Why do smart TVs make it so hard to connect to my headphones?


Another day, another frustrating attempt to connect headphones to a smart TV.

As a TV reviewer, I have many screens presented to me, and arguably the biggest pain in the testing process is getting my various equipment – game consoles, streaming devices, audio accessories, and service accounts. streaming – all set up and ready to go. And I can’t help but wonder why connecting wireless headphones, in particular, is usually so painful.

While some smart TVs these days still come with wired headphone outputs, it’s an increasingly rare sight – and rightly so, given the rise of wireless audio and the fact that wired headphones rarely come with a cable long enough to comfortably watch TV at the same time. .

There are plenty of wireless earbuds to choose from, including dedicated earbuds for watching TV that can stream 5.1 (or even 7.1) sound as well as active noise cancellation to prevent sound from your family, friends and family. friends and your home. But it’s perfectly possible to connect standard wireless headphones or on-ear boxes and enjoy some solo audio time.

It is possible, that is to say, but not always intuitive. I had a lot of trouble just trying to find the right settings – which tend to be hidden away from the audio settings you think they would be housed in. Anker projectors like the Nebula Solar Portable (which includes Android TV) keep the connection options under Remotes and Accessories, rather than Audio – while the newer Panasonic OLED TVs with HomeMyScreen keep them in a Setup submenu (Setup> Bluetooth Setup). > Bluetooth audio) rather than Sound.

If you’re familiar with this connection settings quirk, it’s not too hard to figure out what to do – although the experience isn’t always seamless.

person wearing headphones watching television

(Image credit: Shutterstock)

Let’s connect

TV critic and calibration specialist Vincent Teoh, from HDTV test, states that “I don’t think this is a priority for TV manufacturers” and that “if it is not a priority, TV manufacturers generally will not allocate resources to implement it.”

This somewhat echoes Anker’s official response, which tells us that “Bluetooth is not an essential feature”, with only “about a quarter” of their customers tending to use it with their range of projectors. .

When connecting to Panasonic TVs, it is important to set the sound to “Bluetooth only” to ensure that the TV remote control is controlling the headphones themselves. But we found that the touch controls on our high-end Sony WH-1000XM4 on-ear boxes just didn’t work when connected to the Panasonic JZ2000, which seemed like an odd ability to lose in this context.

And it’s clear that the lack of interest in Bluetooth connectivity in TVs – partly from manufacturers and partly from users, most of whom don’t use the feature regularly at all – sometimes causes blind spots like these, where compatibility with headphones only. go so far. Sometimes, like with the LG E9 OLED we reviewed in 2019, Bluetooth connectivity just won’t work at all.

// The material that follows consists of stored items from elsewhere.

Issue #736, opened 2021-03-16
Add support for bounds for SciPy


jess-farmer:
**Is your feature request related to a problem? Please describe.**
See [#433](https://github.com/fitbenchmarking/fitbenchmarking/issues/433)

**Describe the solution you'd like**
Add support for SciPy fitting software and add tests to check that parameter bounds are handled correctly.

PR #739, opened 2021-03-24
736 scipy support for bounds

jess-farmer:
#### Description of Work

Fixes [#736]

Adds support for bounds to SciPy and SciPy LS controllers. Not all SciPy minimizers accept bounds, so in this case when a problem with parameter_ranges is used, the problem will not be run and results will appear as inf in tables (with an error flag explaining that the solver doesn't support bounded problems).

Tests have also been added to check that for those minimizers that accept bounds, they are being respected for bounded problems.

#### Testing Instructions

1. Run Fitbenchmarking with sasview examples (these problems have parameter bounds) with scipy and scipy_ls fitting software selected - check that minimizers that don't support bounds give inf results


tyronerees (changes requested):
Looks good -- as far as I can tell this doesn't affect regular usage, and adds the required functionality for SASView problems.  Many thanks!

`Powell` doesn't seem to respect the bounds -- I asked for `radius` to be between 40 and 50, and got this:
image
The docs https://docs.scipy.org/doc/scipy/reference/optimize.minimize-powell.html#optimize-minimize-powell explicitly say that the solution is not guaranteed to be in the bounds.  We might want to think about a post-check in FitBenchmarking to flag these cases (but that's something that shouldn't be addressed in this PR)

This also doesn't seem to work for Mantid problems (at least, I tried the two obvious incantations on the dictionary and neither worked) -- it's probably worth mentioning that in the docs and/or explicitly bypassing the logic for Mantid problems so that all minimzers are still run.  I think this needs a bit of fiddling, as we pass in two functions that may have the same parameter name, but should be straightforward.  Again, work for another PR.  

Could you also add unit tests which hit the exception lines: 
https://coveralls.io/builds/38246934/source?filename=fitbenchmarking%2Fcore%2Ffitting_benchmarking.py#L287
and the dummy results lines:
https://coveralls.io/builds/38246934/source?filename=fitbenchmarking%2Fcli%2Fmain.py#L149
(or give a reason why these can't be hit)

docs/source/users/problem_definition_files/native.rst
```diff
@@ -11,12 +11,13 @@ In this format, data is separated from the function. This allows running the
...
 
-An example of a native problem is:
+Examples of native problems are:
 
 .. literalinclude:: ../../../../examples/benchmark_problems/Muon/Muon_HIFI_113856.txt
 
+.. literalinclude:: ../../../../examples/benchamrk_problems/SAS_modelling/1D/prob_def_1.txt
 
-This example shows the basic structure in which the file starts with a comment
+These examples shows the basic structure in which the file starts with a comment
```
tyronerees, line 20:
```suggestion
These examples show the basic structure in which the file starts with a comment
```

tyronerees (changes requested):
This looks great -- many thanks!  Just one tiny doc change needed.

tyronerees (approved):

Issue #740, opened 2021-03-24
Add support for bounds for more software


jess-farmer:
**Is your feature request related to a problem? Please describe.**
See [#433](https://github.com/fitbenchmarking/fitbenchmarking/issues/433)

**Describe the solution you'd like**
Add support for minuit, dfo and ralfit fitting software and add tests to check that parameter bounds are handled correctly.

PR #743, opened 2021-03-29
Add support for bounds for minuit, ralfit and dfo

jess-farmer:
#### Description of Work

Fixes [#740](https://github.com/fitbenchmarking/fitbenchmarking/issues/740)

Add upper and lower bounds to each controller and add tests to check bounds are respected. 

In the dfo controller, the argument `rhobeg` is also checked. This is because when specifying bounds, the gap between a lower and upper bound must be at least `2*rhobeg` -if this condition is not satisfied then the value of `rhobeg` is changed to the maximum possible value given the bounds for the problem.

#### Testing Instructions

1. Run Fitbenchmarking with minuit, ralfit and dfo fitting software
2. For problems with no parameter bounds, check that results are consistent
3. For SASView problems, check that bounds are respected

### DIFF
--- a/docs/source/users/problem_definition_files/native.rst
+++ b/docs/source/users/problem_definition_files/native.rst
@@ -95,5 +95,5 @@ parameter_ranges
   Similarly to `fit_ranges`, it takes the form where the first number
   is the minimum in the range and the second is the maximum.
 
-  Currently in Fitbenchmarking, problems with `parameter_ranges` can only
-  be handled by SciPy fitting software.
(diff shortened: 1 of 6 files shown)


tyronerees (approved):
Looks really good -- happy to approve!

I'm going to create an issue to pull more of the `value_ranges` legwork into the problem class. I think we're getting a clearer picture of what is common to all solvers now.  I'll put some thoughts down, but please edit/amend -- you know this stuff best!

Issue #741, opened 2021-03-26
Extend support for bounds to Mantid Problems


jess-farmer:
**Is your feature request related to a problem? Please describe.**
Currently only SASView bounded problems are supported, this support should be extended to Mantid problems. 

**Describe the solution you'd like**
Allow for the parameter_range dictionary to be read in and handled correctly for Mantid problems.

PR #747, opened 2021-03-30
bounds support for mantid problems

jess-farmer:
#### Description of Work

Fixes [#741](https://github.com/fitbenchmarking/fitbenchmarking/issues/741)

Changes `self._param_names` within controllers to all lower case as `parameter_ranges` names are also set to be lower case. This means that `parameter_ranges` can be handled correctly for problems with upper case parameter names e.g. `'A1'`

#### Testing Instructions

1. Run Fitbenchmarking with a Mantid problem that has `parameter_ranges` set
2. Check in results that bounds are being respected

### DIFF
--- a/docs/source/users/problem_definition_files/native.rst
+++ b/docs/source/users/problem_definition_files/native.rst
@@ -89,8 +89,7 @@ fit_ranges
 
 parameter_ranges
   An optional setting which specifies upper and lower bounds for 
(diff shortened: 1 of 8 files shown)


jess-farmer:
This pull request is no longer needed as it is addressed by changes in [#748](https://github.com/fitbenchmarking/fitbenchmarking/pull/748)

Issue #31, opened 2016-01-29
add goldens for different steps of the pipeline


rkirov:
We have the following pipeline:

.ts -> (sickle) -> .ts with annotations -> (ts compiler) -> .js with annotations -> (closure compiler) -> minified .js

We currently have goldens only for ".js with annotations". It would be helpful to catch bugs earlier with goldens for ".ts with annotations" and maybe also goldens for "minified .js".

PR #32, opened 2016-01-29
save intermediate steps as goldens

martine:
Our build pipeline is:
1) input test.ts
2) sickle (add annotations, rearrange code)
3) typescript (convert TypeScript to ES6)
4) closure (convert ES6 to ES5)

Our current goldens are only the output of step 3.
This change makes us also save the output of step 2.

I'm leaving off saving the Closure output because minification
doesn't make it too useful.  Maybe we will revisit this.

Fixes part of #31.


martine:
Don't forget me please!

test_files/sickle/static.ts
```diff
@@ -0,0 +1,11 @@
+class Static {
+  // This should not become a stub declaration.
+  static bar = 3;constructor() {
```
rkirov: ew, glad you check in those files, so we can see the ugly output of sickle :) I wonder if it is worth producing better looking code at some point. (no action required).

rkirov:
LGTM

PR #33, opened 2016-02-01
include line:column in error messages

martine:
Track the current ts.Node while traversing, and include the
offset of that node when failing an assertion.  This isn't
great at finding the correct point but it is at least close.

### DIFF
--- a/src/sickle.ts
+++ b/src/sickle.ts
@@ -30,6 +30,9 @@ class Annotator {
   private output: string[];
   private indent: number;
   private file: ts.SourceFile;
+  // The node currently being visited by visit().
+  // This is only used in error messages.
+  private currentNode: ts.Node;
 
   constructor(private options: SickleOptions) { this.indent = 0; }
 
@@ -37,7 +40,7 @@ class Annotator {
     this.output = [];
     this.file = file;
     this.visit(file);
-    assert(this.indent == 0, 'visit() failed to track nesting');
+    this.assert(this.indent == 0, 'visit() failed to track nesting');
     return this.output.join('');
   }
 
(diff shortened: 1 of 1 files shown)


src/sickle.ts
```diff
@@ -259,17 +266,20 @@ class Annotator {
...
-    return this.writeRange(from, to);
+    return this.writeRange(from, node.getFullStart());
   }
 
-  private fail(msg: string) { throw new Error(msg); }
-}
-
-function assert(condition: boolean, msg: string) {
-  if (!condition) throw new Error(msg);
+  private fail(msg: string) {
```
mprobst: Random drive by review comment: maybe compare with this code here, where we solved the problem previously?

https://github.com/angular/ts2dart/blob/master/lib/main.ts#L241

martine: That is way better.  I will send an update when this is ready for re-review.

martine:
PTAL

src/sickle.ts
```diff
@@ -261,15 +265,19 @@ class Annotator {
...
+    this.assert(to > from, `Offset must not be smaller; ${to} vs ${from}`);
     return this.writeRange(from, to);
   }
 
-  private fail(msg: string) { throw new Error(msg); }
-}
+  private fail(msg: string) {
+    let offset = this.currentNode.getFullStart();
+    let {line, character} = this.file.getLineAndCharacterOfPosition(offset);
+    throw new Error(`near node starting at ${line+1}:${character+1}: ${msg}`);
```
rkirov: I was thinking whether we should add a test for this, but I don't see yet a failure / assertion that would be useful to the external user of the tool. All the errors we have are inconsistencies in our internal state, as which point you can argue it is not worth the overhead of testing that. What do you think?

rkirov:
LGTM

mprobst:
LGTM.

PR #36, opened 2016-02-02
insert stub decls at bottom of ctors

### LINKED ISSUE #27: Stub decls must appear after "super" call
```javascript
class Foo {
  constructor(public x: string) {
    super(3);
  }
}
```

becomes

```javascript
class Foo {
  constructor(public x: string) {

// Sickle: begin stub declarations.

 /** @type { string} */
this.x;
// Sickle: end stub declarations.

    super(3);
  }
}
```

It's illegal in TS to have code before the super call apparently.

martine:
When we insert stub declarations in a constructor,
we must insert them after any existing super() call,
but only in the special case(!) where there are initialized
properties or if there are parameter properties.

Rather than implement careful logic for this, instead just
always put the stub declaration at the end of the constructor.
I verified that you can put type declarations at the bottom
and they still constrain initializers that occur above them.

Fixes #27.

### DIFF
--- a/test_files/super.ts
+++ b/test_files/super.ts
@@ -1,0 +1,25 @@
+class SuperTestBase {
+  constructor(public x: number) {}
+}
+
+// A ctor with a parameter property.
+class SuperTestDerivedParamProps extends SuperTestBase {
+  constructor(public y: string) {
+    super(3);
+  }
+}
+
+// A ctor with an initialized property.
+class SuperTestDerivedInitializedProps extends SuperTestBase {
+  y: string = 'foo';
+  constructor() {
+    super(3);
+  }
+}
+
+// A ctor with a super() but none of the above two details.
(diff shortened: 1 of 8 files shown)


test_files/super.ts
```diff
@@ -0,0 +1,25 @@
...
+// A ctor with an initialized property.
+class SuperTestDerivedInitializedProps extends SuperTestBase {
+  y: string = 'foo';
+  constructor() {
+    super(3);
+  }
+}
+
+// A ctor with a super() but none of the above two details.
+class SuperTestDerivedOrdinary extends SuperTestBase {
```
rkirov: This case doesn't seem too useful. I think I can argue that if the other two pass this one has to pass.

martine: Yes, it was mostly useful for comparing the output of all three before I simplified the logic to not special case the other two.  I could remove it I guess?  But it is one of the only instances of `super` in this code...

PR #37, opened 2016-02-02
don't mangle decorators on processing

### LINKED ISSUE #35: Sickle chokes on decorators (likely due to a bug in TS < 1.8)
Input:
```javascript
class DecoratorTest {
  @foo
  private x: number;

  constructor() {}
}
```
causes a crash due to a failed assertion about offsets.

With some debugging, I found that the resulting syntax tree when parsing this input is bogus.  Note how the AtToken shows up twice.

```
| | | | node: PropertyDeclaration
| | | | | node: AtToken
| | | | | node: SyntaxList
| | | | | | node: Decorator
| | | | | | | node: AtToken
| | | | | | | node: Identifier
| | | | | node: SyntaxList
| | | | | | node: PrivateKeyword
| | | | | node: Identifier
```

Upgrading our TypeScript dep to typescript@beta (1.8) produces

```
| | | | node: PropertyDeclaration
| | | | | node: SyntaxList
| | | | | | node: Decorator
| | | | | | | node: AtToken
| | | | | | | node: Identifier
| | | | | node: SyntaxList
| | | | | | node: PrivateKeyword
| | | | | node: Identifier
```

which is a layout I expect.

martine:
There were two issues:
1) TypeScript <1.8 has a busted parse of decorators (see bug for
   an example), so update to TS 1.8;
2) We stripped comments when emitting "private" to avoid a Closure
   issue but doing so also stripped preceding whitespace, which
   meant that in a line like "@foo private bar" there would be no
   space between "@foo" and "private" in the output.  Fix this by
   being more careful about emitting whitespace.

Fixes #35.

### DIFF
--- a/src/sickle.ts
+++ b/src/sickle.ts
@@ -222,7 +222,19 @@ class Annotator {
   private writeNode(node: ts.Node, skipComments: boolean = false) {
     if (node.getChildCount() == 0) {
       // Directly write complete tokens.
-      this.emit(skipComments ? node.getText() : node.getFullText());
+      if (skipComments) {
+        // To skip comments, we skip all whitespace/comments preceding
+        // the node.  But if there was anything skipped we should emit
+        // a newline in its place so that the node remains separated
+        // from the previous node.  TODO: don't skip anything here if
+        // there wasn't any comment.
+        if (node.getFullStart() < node.getStart()) {
+          this.emit('\n');
+        }
+        this.emit(node.getText());
+      } else {
+        this.emit(node.getFullText());
+      }
       return;
     }
     if (skipComments) {
--- a/test/test_support.ts
+++ b/test/test_support.ts
@@ -12,6 +12,8 @@ const OPTIONS: ts.CompilerOptions = {
   noResolve: true,
   skipDefaultLibCheck: true,
   noEmitOnError: true,
+  experimentalDecorators: true,
+  emitDecoratorMetadata: true,
 };
 
 const {cachedLibPath, cachedLib} = (function() {
--- a/test_files/sickle/parameter_properties.ts
+++ b/test_files/sickle/parameter_properties.ts
@@ -1,6 +1,8 @@
 class ParamProps {
   // The @export below should not show up in the output ctor.
-  constructor(public bar: string,public bar2: string) {
+  constructor(
+public bar: string,
+public bar2: string) {
 
 // Sickle: begin stub declarations.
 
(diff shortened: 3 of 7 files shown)


test_files/sickle/parameter_properties.ts
```diff
@@ -1,6 +1,8 @@
 class ParamProps {
   // The @export below should not show up in the output ctor.
-  constructor(public bar: string,public bar2: string) {
+  constructor(
+public bar: string,
+public bar2: string) {
```
martine: I'm not super happy that sickle munges this but I don't care *too* much.

src/sickle.ts
```diff
@@ -222,7 +222,16 @@ class Annotator {
   private writeNode(node: ts.Node, skipComments: boolean = false) {
     if (node.getChildCount() == 0) {
       // Directly write complete tokens.
-      this.emit(skipComments ? node.getText() : node.getFullText());
+      if (skipComments) {
+        if (node.getFullStart() < node.getStart()) {
+          // Emit a space to replace the comment, as the comment served
```
rkirov: emit a newline

src/sickle.ts
```diff
@@ -222,7 +222,16 @@ class Annotator {
   private writeNode(node: ts.Node, skipComments: boolean = false) {
     if (node.getChildCount() == 0) {
       // Directly write complete tokens.
-      this.emit(skipComments ? node.getText() : node.getFullText());
+      if (skipComments) {
+        if (node.getFullStart() < node.getStart()) {
```
rkirov: Maybe extract into a helper function - `nodeHasAComment`, seems useful and not totally obvious from the node api

test/test_support.ts
```diff
@@ -12,6 +12,7 @@ const OPTIONS: ts.CompilerOptions = {
   noResolve: true,
   skipDefaultLibCheck: true,
   noEmitOnError: true,
+  experimentalDecorators: true,
```
rkirov: another option to add here is `emitDecoratorMetadata`, to match our internal TS flags.

test_files/sickle/parameter_properties.ts
rkirov: agree, we have bigger fish to fry :)

rkirov:
LGTM

src/sickle.ts
martine: Unfortunately this doesn't actually check for a comment, so it feels wrong to pull it into a function.  I will add a comment and a TODO.

test/test_support.ts
martine: It looks like that depends on this flag being also set.  I added it.

Issue #38, opened 2016-02-02
Synthetic ctor needs to call base class ctor with proper arguments


martine:
```javascript
class SuperTestBase {
  constructor(public x: number) {}
}
class SuperTestDerivedNoCTor extends SuperTestBase {
  foobar: number = 3;
}
```

Sickle generates a constructor for the derived class here, to have a place to declare the type of `foobar`.

But the existence of a constructor means that we need to call the constructor of the base class, which means we need to be able to reconstruct the constructor parameters as well as the parameters to super.

I think this means we might need to store a map of classes to the expected parameters of the ctor, which might even mean needing to do cross-file analysis... :~(

I tried a hack like this but it didn't go.  I might be able to turn off some type checking and force it though.
```javascript
constructor(...args: any[]) {
  super(...args);
```

mprobst:
`super.call(this, arguments);` ?

Evan Martin <notifications@github.com> schrieb am Di., 2. Feb. 2016 um
15:21 Uhr:

martine:
A good thought, but no:

http://www.typescriptlang.org/Playground#src=class%20SuperTestBase%20%7B%0A%20%20constructor(public%20x%3A%20number)%20%7B%7D%0A%7D%0Aclass%20SuperTestDerivedNoCTor%20extends%20SuperTestBase%20%7B%0A%20%20foobar%3A%20number%20%3D%203%3B%0A%20%20constructor()%20%7B%0A%09%20super(this%2C%20arguments)%3B%20%0A%20%20%7D%0A%7D

martine:
The Closure compiler might accept this:
```javascript
class Foo {
  /** @type {number} */
  y;
}
```

At least, it recognizes it as ES6 typed mode and when it encounters it (if you set the typed flag) it hits this code:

To Panasonic’s credit, it has included a new dual Bluetooth feature in its 2021 TV lineup, allowing you to have separate volume settings for two connected headphones – and dual connection is now standard on the new Apple TV 4K for Apple’s AirPods too.

But there’s clearly a long way to go before implementing Bluetooth in smart TVs is as seamless and easily accessible as switching between picture presets with the push of a button.

For those who want to watch TV and movies with their headphones, there are ways to do it – don’t expect it to be as easy as it should be for a while.